Coca-Cola Femsa SAB, the largest soft-drink bottler in Latin America, plans to install as many as 35,000 coffee machines in corner stores in Mexico under the brand name Blak.
Coca-Cola Femsa is competing with Switzerland’s Nestle SA to sell coffee products such as cappuccino and latte, said Javier Astaburuaga, chief financial officer of parent company Fomento Economico Mexicano SAB, known as Femsa. The Mexico City- based bottler is setting up the dispensers in cities where it delivers Coca-Cola Co. products.

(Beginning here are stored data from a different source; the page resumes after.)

PR #154, opened 2026-06-05

ashwani573:
## Summary

- Implements real `Read()` for three CM core resources (`ciphertrust_cm_key`, `ciphertrust_groups`, `ciphertrust_cm_reg_token`) so out-of-band deletions and attribute drift are detected on `terraform plan`/refresh.
- Adds `internal/provider/common/errors.go` with `IsNotFoundError(err error) bool`, which matches the CM client's `"status: 404"` error string and drives out-of-band-deletion detection (404 → `resp.State.RemoveResource(ctx)`).
- Documents `Read()` as an intentional state passthrough for the two bootstrap-client resources (`ciphertrust_cm_ssh_key`, `ciphertrust_cm_user_password_change`), where a remote refresh is not feasible.
- Adds acceptance tests for out-of-band delete (key + group) and out-of-band label drift (key).

## Motivation

Implements TFIN-293: `terraform plan` silently shows "no changes" when CM resources are deleted or modified out-of-band, because the affected resources had empty/stub `Read()` implementations and never reconciled Terraform state against CipherTrust Manager.

This ticket explicitly supersedes the provider-wide TFIN-174 "keep `Read()` empty" constraint for the resources listed here: the ticket's expected result mandates refresh-time drift and deletion detection, which requires a GET against CM.

> **Note:** The internal Jira ticket and approved implementation plan are referenced in the commit message. This description is self-contained for external reviewers.

### New file — `internal/provider/common/errors.go`
- Adds `IsNotFoundError(err error) bool`. The CM client formats request failures as `status: %d, body: %s`, so a 404 always yields a string containing `status: 404`. The helper returns `true` on that substring (and `false` for a nil error). Used by every new `Read()` to distinguish out-of-band deletion from real errors.

- Implements `Read()`: loads prior state, calls `r.client.GetById(ctx, id, id, common.URL_KEY_MANAGEMENT)` (`GET api/v1/vault/keys2/{id}`), unmarshals into `CMKeyJSON`.
- 404 → `resp.State.RemoveResource(ctx)` and returns without diagnostics. Other errors → error diagnostic.
- Refreshes `name`, `key_size`, `usage_mask`, `state`, `description`, `uuid`, `muid`, and the `labels` map from the CM response.
- Each scalar is only overwritten when the attribute was already non-null in prior state, so unset `Optional` attributes are not populated into state (which would diff against a config that never specified them).
- Write-only / secret fields (`material`, `wrap_*`, `password`, `id_size`, `template_id`, etc.) are carried forward from prior state — CM never returns them.

- Implements `Read()`: CM groups are keyed by name, so the resource `id` holds the group name. Calls `r.client.GetById(ctx, id, id, common.URL_GROUP)` (`GET api/v1/usermgmt/groups/{name}`), unmarshals into `CMGroupJSON`.
- 404 → `RemoveResource`. Other errors → error diagnostic.
- Refreshes `name` and `id` (both the group name) and refreshes `description` only when set in prior state.
- `app_metadata` / `client_metadata` / `user_metadata` are carried forward from prior state: the schema models them as nested maps, and re-hydrating the loosely typed CM response risks type mismatches on `State.Set`.

- Implements `Read()`: calls `r.client.GetById(ctx, id, id, common.URL_REG_TOKEN)` (`GET api/v1/client-management/regtokens/{id}`), unmarshals into `CMRegTokenJSON`.
- 404 → `RemoveResource`. Other errors → error diagnostic.
- Refreshes `id`, and `ca_id`, `cert_duration`, `client_management_profile_id`, `lifetime`, `max_clients`, `name_prefix` (each guarded by prior non-null state), plus the `label` and `labels` maps when set.
- `token` is a computed secret: kept from prior state unless CM returns a non-empty value.
- Adds a small `stringMapValue` helper to convert a loosely typed CM response map into a `types.Map` of strings.

- `Read()` is now a documented state passthrough (reads prior state, writes it back). This resource is served by the unauthenticated bootstrap client (`*common.CMClientBootstrap`), which exposes no GET method; the CM SSH-key API supports neither GET-by-id nor delete. A remote refresh is therefore not possible. `id` and `key` are write-once on create.

- `Read()` is now a documented state passthrough. This is a write-only action resource: it performs a password change via the bootstrap client and persists no server-side object with a stable identity. Its attributes (`username`, `password`, `new_password`) are all write-only credentials, so there is nothing to refresh against CM.

### Modified files — tests (`internal/provider/resource_cm_key_test.go`, `internal/provider/resource_cm_group_test.go`)
- Added acceptance tests in package `provider`, alongside the existing test files (next to `provider.go`, not in the subsystem subfolder). See "How to test".

**Endpoint verification:** the three GET endpoints map directly to URL constants already present in `internal/provider/common/urls.go` — `URL_KEY_MANAGEMENT = "api/v1/vault/keys2"`, `URL_GROUP = "api/v1/usermgmt/groups"`, `URL_REG_TOKEN = "api/v1/client-management/regtokens"`. No new URL constants were added. (Note: the CM swagger spec was not available in this workspace — `CM_SWAGGER_URL` is not configured — so endpoints were verified against the existing in-repo URL constants and the resources' own Create/Delete usage rather than against the swagger JSON.)

## Read() status

`Read()` is now **implemented** for `ciphertrust_cm_key`, `ciphertrust_groups`, and `ciphertrust_cm_reg_token` (previously empty/stub).

**Fields read from CM response → Terraform state:**
- `ciphertrust_cm_key`: `name`, `key_size`, `usage_mask`, `state`, `description`, `uuid`, `muid`, `labels`.
- `ciphertrust_groups`: `name`, `id` (= name), `description`.
- `ciphertrust_cm_reg_token`: `id`, `ca_id`, `cert_duration`, `client_management_profile_id`, `lifetime`, `max_clients`, `name_prefix`, `label`, `labels`; `token` carried forward when not returned.

**404 handling:** a 404 response from CM removes the resource from Terraform state (`resp.State.RemoveResource(ctx)`) so the next plan proposes recreation. This is the intended deletion-detection behaviour for this ticket.

**Null / absent fields:** unset `Optional` scalar attributes are left untouched when they were null in prior state, to avoid spurious diffs against a config that never specified them. Map attributes are only hydrated when previously set. Write-only / secret fields that CM never returns are carried forward from prior state.

`ciphertrust_cm_ssh_key` and `ciphertrust_cm_user_password_change` remain a documented passthrough (see "What changed") because their backing bootstrap client has no GET method and the underlying APIs expose nothing re-readable.

## Deviations from the approved plan (for reviewers)

- **No new Computed schema attributes on `ciphertrust_cm_key`.** The plan suggested possibly adding `created_at`, `updated_at`, `sha1_fingerprint`, `sha256_fingerprint`, `public_key`, `key_check_value`. They are absent from the existing struct/schema; adding them is unnecessary for deletion/drift detection and would require `docs/` regeneration. Treated as a deliberate scope decision.
- **Plan-listed fields that do not exist on the structs were dropped:** group `users` / `created_at` / `updated_at`; reg-token `valid_until` / `device_id_template` / `created_at` / `updated_at`. Only fields that exist on the framework structs are refreshed.
- **`ciphertrust_cm_ssh_key` and `ciphertrust_cm_user_password_change` are passthroughs, not remote refreshes.** The plan's own embedded research flagged these two as not implementable as written (no GET on the bootstrap client; no GET-by-id/delete on the SSH-key API; no persistent identity for the password-change action). Implemented as documented passthrough with explanatory comments.
- ⚠️ Not included in this PR: the plan also referenced new test files under `internal/provider/cm/`. Tests were instead added to the existing package-`provider` files `resource_cm_key_test.go` and `resource_cm_group_test.go`, per the convention that acceptance tests sit next to `provider.go`. No reg-token acceptance test was added.

## How to test

> ⚠️ **Build/test note:** `make build` and `make test` could not be run in the local dev environment because its Go toolchain is 1.18 while the module requires `go 1.22.0` (see `go.mod`). The CI pipeline (Go 1.22+) compiles and runs them — please rely on CI for build/lint/unit results.

- [ ] Acceptance tests (require a live CM — set `CIPHERTRUST_ADDRESS` and related `CIPHERTRUST_*` env vars; they `t.Skip` otherwise and run in the GitLab pipeline):
  ```
  go test ./internal/provider/... -run 'TestAccCipherTrustCMKey_outOfBand|TestAccCipherTrustCMGroup_outOfBandDelete' -v
  ```
  Scenarios covered:
  - **Out-of-band delete (key)** — `TestAccCipherTrustCMKey_outOfBandDelete`: apply key, delete it via the CM REST client in `PreConfig`, `RefreshState` with `ExpectNonEmptyPlan` (resource dropped from state → recreate proposed), then re-apply recovers it.
  - **Out-of-band drift (key)** — `TestAccCipherTrustCMKey_outOfBandDrift`: apply key with `labels`, mutate the label via REST `UpdateData` in `PreConfig`, `RefreshState` asserts the drifted label is reflected and `name` preserved, with `ExpectNonEmptyPlan`.
  - **Out-of-band delete (group)** — `TestAccCipherTrustCMGroup_outOfBandDelete`: apply group, delete via REST in `PreConfig`, `RefreshState` with `ExpectNonEmptyPlan`, then re-apply recovers it.

## Checklist

- [ ] `tflog.Trace` at entry/exit of every modified `Read()`: `[<file>.go -> Read][id]` pattern.
- [ ] URL endpoints come from constants in `urls.go` — no inlined string literals.
- [ ] `Read()` 404 keeps deletion detection correct — `RemoveResource(ctx)` only on a confirmed 404, error diagnostics on all other failures.
- [ ] Write-only / secret fields carried forward from prior state — not clobbered by the GET response.
- [ ] No new Computed schema attributes added — no `docs/` regeneration required.
- [ ] No hand-edited files under `docs/`.

---


internal/provider/cm/resource_cm_key.go
```diff
@@ -1076,6 +1076,94 @@ func (r *resourceCMKey) Create(ctx context.Context, req resource.CreateRequest,
...
+	var key CMKeyJSON
+	if err := json.Unmarshal([]byte(response), &key); err != nil {
+		resp.Diagnostics.AddError(
+			"Error reading CipherTrust Key",
+			"Could not parse key response: "+err.Error(),
+		)
+		return
+	}
+
+	// Refresh server-authoritative fields onto state so out-of-band drift is
```
rohitpandita-hub, line 1114: Did you made sure all parameters are catered

rohitpandita-hub (changes requested):

internal/provider/cm/resource_cm_key.go
ashwani573: Fixed in `59a7cdc`: TFIN-293: address review feedback (round 1)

“We believe that in Mexico, even though Nestle has a very strong presence in this segment, there are opportunities for us because of our direct service to corner stores,” Astaburuaga said in an interview in Monterrey late yesterday.
The incursion into the coffee market is part of Coca-Cola Femsa’s push into non-carbonated drinks in cooperation with the world’s biggest soft-drink maker. The Mexican company, which has a 50-50 partnership with Coca-Cola, said on Oct. 14 it signed an agreement for exclusive talks to purchase Grupo Industrias Lacteas, a maker of dairy products in Panama.
Jugos del Valle
In 2007, Coca-Cola Femsa purchased Mexico’s second-largest juicemaker Jugos del Valle and has since increased sales to Latin America in a partnership with the region’s bottlers.
Coca-Cola Femsa began a pilot program for coffee last year and will have 5,000 dispensers in Mexico City by December, Astaburuaga said. That number could jump by five to seven times over the next two to four years in Coca-Cola Femsa’s territories in Mexico, he said. The company will determine after the first quarter how quickly it will roll out the machines, he said.
“I anticipate it will be aggressive,” Astaburuaga said, referring to the speed of expansion.
If the Blak coffee brand follows the Jugos del Valle model and other Coca-Cola bottlers in Mexico join the partnership, the number of dispensers may increase to 50,000 or 60,000, he said.
Astaburuaga declined to say how much sales the coffee business may generate.